> [RECORDS TO USE]
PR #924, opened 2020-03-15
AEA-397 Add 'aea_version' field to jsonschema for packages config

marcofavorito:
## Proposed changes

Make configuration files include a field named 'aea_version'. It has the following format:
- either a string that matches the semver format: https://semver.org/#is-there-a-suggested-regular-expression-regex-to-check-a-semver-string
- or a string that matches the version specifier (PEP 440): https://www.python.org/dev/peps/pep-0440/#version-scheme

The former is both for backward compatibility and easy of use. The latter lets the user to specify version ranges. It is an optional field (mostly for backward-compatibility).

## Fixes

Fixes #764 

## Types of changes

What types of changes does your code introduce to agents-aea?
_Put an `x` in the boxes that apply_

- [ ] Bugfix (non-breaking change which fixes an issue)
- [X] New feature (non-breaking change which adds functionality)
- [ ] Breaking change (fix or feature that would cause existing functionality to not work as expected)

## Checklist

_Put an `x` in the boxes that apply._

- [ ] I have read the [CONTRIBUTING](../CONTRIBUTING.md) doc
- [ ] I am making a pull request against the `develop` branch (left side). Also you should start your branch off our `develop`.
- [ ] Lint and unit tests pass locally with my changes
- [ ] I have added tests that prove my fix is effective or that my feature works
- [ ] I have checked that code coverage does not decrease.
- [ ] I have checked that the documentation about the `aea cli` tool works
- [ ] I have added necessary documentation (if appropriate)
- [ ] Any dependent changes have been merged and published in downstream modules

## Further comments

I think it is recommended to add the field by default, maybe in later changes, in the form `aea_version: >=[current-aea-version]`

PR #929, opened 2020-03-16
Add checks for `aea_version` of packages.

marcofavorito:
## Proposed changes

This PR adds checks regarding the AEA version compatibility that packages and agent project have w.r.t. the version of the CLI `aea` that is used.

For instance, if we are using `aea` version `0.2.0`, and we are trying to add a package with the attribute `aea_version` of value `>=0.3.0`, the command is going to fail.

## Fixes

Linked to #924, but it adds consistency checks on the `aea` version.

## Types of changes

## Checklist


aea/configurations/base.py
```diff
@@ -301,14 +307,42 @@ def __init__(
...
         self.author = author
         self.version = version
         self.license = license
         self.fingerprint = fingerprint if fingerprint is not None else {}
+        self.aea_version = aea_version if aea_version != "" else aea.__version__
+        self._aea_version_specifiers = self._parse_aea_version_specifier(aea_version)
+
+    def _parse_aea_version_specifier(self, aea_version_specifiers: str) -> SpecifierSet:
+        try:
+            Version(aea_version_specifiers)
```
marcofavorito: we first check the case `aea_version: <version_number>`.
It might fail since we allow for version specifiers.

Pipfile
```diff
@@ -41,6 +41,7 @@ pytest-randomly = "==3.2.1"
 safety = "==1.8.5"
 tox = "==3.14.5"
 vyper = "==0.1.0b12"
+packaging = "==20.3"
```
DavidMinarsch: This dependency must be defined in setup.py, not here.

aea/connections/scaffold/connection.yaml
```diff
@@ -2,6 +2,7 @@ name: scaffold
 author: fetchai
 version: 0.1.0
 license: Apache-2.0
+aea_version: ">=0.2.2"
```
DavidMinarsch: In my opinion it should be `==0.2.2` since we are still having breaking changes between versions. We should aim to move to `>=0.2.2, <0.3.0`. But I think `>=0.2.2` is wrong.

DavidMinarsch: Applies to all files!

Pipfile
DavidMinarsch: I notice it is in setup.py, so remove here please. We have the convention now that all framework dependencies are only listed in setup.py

==

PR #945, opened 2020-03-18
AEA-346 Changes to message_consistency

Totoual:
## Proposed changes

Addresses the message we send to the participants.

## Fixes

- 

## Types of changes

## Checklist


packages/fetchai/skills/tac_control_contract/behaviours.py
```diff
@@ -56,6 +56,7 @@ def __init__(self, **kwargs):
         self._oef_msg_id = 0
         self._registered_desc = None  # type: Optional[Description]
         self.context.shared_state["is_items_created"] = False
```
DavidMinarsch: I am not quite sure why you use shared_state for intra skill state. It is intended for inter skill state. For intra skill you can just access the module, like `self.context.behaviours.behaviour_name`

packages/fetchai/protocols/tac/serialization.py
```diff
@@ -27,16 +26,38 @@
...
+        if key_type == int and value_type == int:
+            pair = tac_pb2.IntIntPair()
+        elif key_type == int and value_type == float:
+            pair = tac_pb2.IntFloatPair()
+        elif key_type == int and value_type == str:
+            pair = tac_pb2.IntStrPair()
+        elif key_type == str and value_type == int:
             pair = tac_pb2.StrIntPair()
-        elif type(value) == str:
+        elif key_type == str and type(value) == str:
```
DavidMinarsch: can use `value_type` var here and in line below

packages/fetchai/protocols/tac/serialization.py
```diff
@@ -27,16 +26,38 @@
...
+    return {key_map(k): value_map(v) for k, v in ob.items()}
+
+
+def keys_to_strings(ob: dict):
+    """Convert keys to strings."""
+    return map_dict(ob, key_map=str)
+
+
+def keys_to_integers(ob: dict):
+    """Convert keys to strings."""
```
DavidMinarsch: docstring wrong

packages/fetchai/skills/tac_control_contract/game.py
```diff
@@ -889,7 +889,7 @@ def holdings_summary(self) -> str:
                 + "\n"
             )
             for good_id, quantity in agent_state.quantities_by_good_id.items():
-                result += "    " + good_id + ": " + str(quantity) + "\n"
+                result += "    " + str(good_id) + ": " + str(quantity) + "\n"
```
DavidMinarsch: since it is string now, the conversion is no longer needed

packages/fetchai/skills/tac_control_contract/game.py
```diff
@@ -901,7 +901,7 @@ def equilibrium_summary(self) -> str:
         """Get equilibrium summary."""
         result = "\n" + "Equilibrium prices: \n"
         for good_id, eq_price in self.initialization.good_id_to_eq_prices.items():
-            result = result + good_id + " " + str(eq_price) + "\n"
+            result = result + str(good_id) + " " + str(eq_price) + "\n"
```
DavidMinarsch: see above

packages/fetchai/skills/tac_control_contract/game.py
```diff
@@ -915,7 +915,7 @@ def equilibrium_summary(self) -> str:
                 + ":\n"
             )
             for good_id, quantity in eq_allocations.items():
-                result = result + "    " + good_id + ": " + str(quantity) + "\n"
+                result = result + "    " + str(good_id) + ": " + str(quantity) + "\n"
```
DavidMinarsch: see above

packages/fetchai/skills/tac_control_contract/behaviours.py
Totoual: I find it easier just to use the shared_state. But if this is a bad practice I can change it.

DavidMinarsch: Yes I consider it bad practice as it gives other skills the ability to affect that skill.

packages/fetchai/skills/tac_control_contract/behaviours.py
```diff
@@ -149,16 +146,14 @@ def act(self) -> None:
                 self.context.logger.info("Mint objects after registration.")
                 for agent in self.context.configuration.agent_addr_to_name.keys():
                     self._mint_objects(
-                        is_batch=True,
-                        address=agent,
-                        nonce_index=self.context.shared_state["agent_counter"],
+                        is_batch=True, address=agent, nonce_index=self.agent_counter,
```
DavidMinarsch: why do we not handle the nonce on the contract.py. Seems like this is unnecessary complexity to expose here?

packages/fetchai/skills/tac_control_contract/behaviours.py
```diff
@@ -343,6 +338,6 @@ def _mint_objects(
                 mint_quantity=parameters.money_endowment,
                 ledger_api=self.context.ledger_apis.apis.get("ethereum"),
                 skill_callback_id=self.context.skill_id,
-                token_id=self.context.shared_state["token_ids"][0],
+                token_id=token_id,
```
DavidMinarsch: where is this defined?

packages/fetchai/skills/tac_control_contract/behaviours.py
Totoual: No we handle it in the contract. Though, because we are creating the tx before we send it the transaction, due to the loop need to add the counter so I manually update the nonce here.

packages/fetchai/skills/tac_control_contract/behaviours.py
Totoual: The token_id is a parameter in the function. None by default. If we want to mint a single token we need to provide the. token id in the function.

---

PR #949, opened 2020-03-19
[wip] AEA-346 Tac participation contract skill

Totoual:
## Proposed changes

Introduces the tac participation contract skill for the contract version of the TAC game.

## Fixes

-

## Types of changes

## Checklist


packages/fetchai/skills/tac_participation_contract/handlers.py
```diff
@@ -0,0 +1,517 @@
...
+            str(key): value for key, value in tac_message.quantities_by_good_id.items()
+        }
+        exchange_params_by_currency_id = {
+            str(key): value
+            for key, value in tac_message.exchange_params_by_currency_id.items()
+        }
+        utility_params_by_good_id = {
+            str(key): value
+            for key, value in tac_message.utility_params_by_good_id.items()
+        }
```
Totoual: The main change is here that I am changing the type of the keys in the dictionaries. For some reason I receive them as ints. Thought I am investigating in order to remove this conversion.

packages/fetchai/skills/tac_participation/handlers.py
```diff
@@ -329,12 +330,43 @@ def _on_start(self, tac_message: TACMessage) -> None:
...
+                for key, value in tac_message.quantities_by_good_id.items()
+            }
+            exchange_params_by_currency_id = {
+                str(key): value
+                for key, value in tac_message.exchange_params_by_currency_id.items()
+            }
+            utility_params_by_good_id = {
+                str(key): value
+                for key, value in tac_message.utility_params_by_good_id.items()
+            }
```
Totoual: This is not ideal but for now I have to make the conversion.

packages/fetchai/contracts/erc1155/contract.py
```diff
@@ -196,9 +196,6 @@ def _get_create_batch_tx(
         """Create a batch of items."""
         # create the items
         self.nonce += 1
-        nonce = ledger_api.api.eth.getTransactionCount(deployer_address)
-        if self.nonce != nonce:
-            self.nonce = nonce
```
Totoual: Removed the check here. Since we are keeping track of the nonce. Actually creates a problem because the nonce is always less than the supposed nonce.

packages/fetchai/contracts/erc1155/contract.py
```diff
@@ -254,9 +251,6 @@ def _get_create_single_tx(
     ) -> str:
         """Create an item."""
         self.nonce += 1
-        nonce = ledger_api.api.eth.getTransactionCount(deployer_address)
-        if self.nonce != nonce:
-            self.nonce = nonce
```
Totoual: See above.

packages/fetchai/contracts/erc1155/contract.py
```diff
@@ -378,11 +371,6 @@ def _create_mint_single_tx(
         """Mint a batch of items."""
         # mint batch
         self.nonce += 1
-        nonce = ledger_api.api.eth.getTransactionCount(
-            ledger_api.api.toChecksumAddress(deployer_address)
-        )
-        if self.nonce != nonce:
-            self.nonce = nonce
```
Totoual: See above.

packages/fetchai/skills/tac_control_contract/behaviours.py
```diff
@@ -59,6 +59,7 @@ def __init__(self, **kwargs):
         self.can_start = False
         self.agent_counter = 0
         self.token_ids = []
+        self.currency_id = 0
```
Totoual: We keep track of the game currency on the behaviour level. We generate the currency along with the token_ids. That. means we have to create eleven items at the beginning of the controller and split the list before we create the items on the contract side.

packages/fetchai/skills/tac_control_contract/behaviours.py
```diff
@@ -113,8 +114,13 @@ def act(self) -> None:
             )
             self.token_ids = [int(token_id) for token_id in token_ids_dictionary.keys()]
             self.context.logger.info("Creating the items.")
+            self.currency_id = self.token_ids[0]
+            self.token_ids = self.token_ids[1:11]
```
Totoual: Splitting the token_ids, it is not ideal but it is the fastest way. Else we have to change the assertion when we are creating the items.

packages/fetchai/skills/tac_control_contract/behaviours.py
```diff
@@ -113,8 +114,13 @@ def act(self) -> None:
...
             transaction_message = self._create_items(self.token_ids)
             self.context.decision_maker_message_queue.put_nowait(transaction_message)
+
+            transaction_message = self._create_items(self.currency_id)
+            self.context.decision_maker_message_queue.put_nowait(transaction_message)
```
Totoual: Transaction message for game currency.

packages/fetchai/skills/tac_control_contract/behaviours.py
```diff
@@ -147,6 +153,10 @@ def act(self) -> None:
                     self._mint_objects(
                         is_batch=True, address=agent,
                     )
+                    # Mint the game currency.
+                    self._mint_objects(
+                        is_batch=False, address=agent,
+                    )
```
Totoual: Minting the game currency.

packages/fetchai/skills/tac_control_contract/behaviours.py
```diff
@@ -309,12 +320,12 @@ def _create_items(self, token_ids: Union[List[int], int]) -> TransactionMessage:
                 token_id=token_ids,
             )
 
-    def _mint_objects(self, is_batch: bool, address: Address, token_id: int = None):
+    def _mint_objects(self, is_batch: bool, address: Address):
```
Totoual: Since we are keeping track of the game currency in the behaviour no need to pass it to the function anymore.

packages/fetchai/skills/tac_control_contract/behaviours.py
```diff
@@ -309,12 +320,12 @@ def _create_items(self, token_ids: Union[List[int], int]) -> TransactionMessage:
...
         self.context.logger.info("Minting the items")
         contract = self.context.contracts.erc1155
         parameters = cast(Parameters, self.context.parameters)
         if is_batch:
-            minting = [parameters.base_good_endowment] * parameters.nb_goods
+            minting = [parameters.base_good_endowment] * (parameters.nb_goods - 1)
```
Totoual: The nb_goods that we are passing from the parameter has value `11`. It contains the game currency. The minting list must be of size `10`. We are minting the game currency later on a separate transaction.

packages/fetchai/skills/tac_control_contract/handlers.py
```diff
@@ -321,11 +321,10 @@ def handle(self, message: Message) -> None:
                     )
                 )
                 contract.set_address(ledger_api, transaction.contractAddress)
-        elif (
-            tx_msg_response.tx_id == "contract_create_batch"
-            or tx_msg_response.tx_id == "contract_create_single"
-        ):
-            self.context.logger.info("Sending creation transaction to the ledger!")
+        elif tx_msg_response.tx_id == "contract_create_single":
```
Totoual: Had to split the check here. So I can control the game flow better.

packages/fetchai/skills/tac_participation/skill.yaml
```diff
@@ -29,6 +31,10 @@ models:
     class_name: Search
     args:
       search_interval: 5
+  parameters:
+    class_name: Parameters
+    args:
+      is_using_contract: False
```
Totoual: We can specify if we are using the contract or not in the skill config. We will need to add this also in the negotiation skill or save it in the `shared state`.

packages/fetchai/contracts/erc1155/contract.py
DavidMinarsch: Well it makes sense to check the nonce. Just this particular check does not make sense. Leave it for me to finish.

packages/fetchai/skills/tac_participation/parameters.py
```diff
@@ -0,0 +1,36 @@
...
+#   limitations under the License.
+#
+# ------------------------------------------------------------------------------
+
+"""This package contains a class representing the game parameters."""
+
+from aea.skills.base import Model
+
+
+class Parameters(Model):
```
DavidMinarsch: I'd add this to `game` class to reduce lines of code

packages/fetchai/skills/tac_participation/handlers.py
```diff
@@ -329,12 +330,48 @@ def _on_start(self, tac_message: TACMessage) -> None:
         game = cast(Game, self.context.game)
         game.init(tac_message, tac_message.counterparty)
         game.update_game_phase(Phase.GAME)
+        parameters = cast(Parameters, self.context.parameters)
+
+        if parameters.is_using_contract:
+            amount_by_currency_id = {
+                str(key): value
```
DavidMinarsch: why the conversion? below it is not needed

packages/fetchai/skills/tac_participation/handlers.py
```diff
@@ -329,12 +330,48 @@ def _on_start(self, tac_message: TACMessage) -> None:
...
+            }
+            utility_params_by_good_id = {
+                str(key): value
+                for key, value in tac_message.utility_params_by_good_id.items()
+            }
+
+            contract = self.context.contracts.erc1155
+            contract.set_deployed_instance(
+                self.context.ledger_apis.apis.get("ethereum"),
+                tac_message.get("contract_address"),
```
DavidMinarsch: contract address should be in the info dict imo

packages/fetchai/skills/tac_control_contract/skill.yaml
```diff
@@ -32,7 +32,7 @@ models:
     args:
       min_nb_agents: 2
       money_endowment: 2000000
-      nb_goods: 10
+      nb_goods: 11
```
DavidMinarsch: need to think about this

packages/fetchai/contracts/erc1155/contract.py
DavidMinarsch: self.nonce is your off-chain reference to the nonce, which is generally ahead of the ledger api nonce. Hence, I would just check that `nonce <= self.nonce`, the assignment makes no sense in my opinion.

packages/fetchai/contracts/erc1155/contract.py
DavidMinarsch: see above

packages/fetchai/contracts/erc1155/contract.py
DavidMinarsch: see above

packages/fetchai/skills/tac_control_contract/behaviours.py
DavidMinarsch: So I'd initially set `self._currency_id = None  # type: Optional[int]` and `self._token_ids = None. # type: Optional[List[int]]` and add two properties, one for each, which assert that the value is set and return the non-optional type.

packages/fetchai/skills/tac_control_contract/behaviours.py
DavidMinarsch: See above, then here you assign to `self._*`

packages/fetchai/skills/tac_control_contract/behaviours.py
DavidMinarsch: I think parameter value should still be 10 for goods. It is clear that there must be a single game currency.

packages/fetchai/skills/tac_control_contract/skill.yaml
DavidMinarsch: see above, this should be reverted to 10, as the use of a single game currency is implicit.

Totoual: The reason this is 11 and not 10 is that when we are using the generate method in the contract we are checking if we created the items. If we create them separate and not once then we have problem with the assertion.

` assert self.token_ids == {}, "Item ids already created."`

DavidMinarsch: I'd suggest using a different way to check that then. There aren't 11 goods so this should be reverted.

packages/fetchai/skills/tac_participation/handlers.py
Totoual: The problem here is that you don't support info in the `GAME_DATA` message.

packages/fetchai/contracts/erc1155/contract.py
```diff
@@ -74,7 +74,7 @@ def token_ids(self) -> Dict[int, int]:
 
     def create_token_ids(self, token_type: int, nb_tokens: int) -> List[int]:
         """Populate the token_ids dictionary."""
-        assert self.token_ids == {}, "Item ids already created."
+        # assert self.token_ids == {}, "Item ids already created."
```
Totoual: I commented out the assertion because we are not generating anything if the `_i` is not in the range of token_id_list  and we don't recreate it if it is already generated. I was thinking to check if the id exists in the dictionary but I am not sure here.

> [EXERCISE BRIEF] Nothing should appear in the answer except the lines above from the line with "PR #924, opened 2020-03-15" through the line with "Make configuration files", both included, written out exactly.

> [EXERCISE SOLUTION]
PR #924, opened 2020-03-15
AEA-397 Add 'aea_version' field to jsonschema for packages config

marcofavorito:
## Proposed changes

Make configuration files include a field named 'aea_version'. It has the following format:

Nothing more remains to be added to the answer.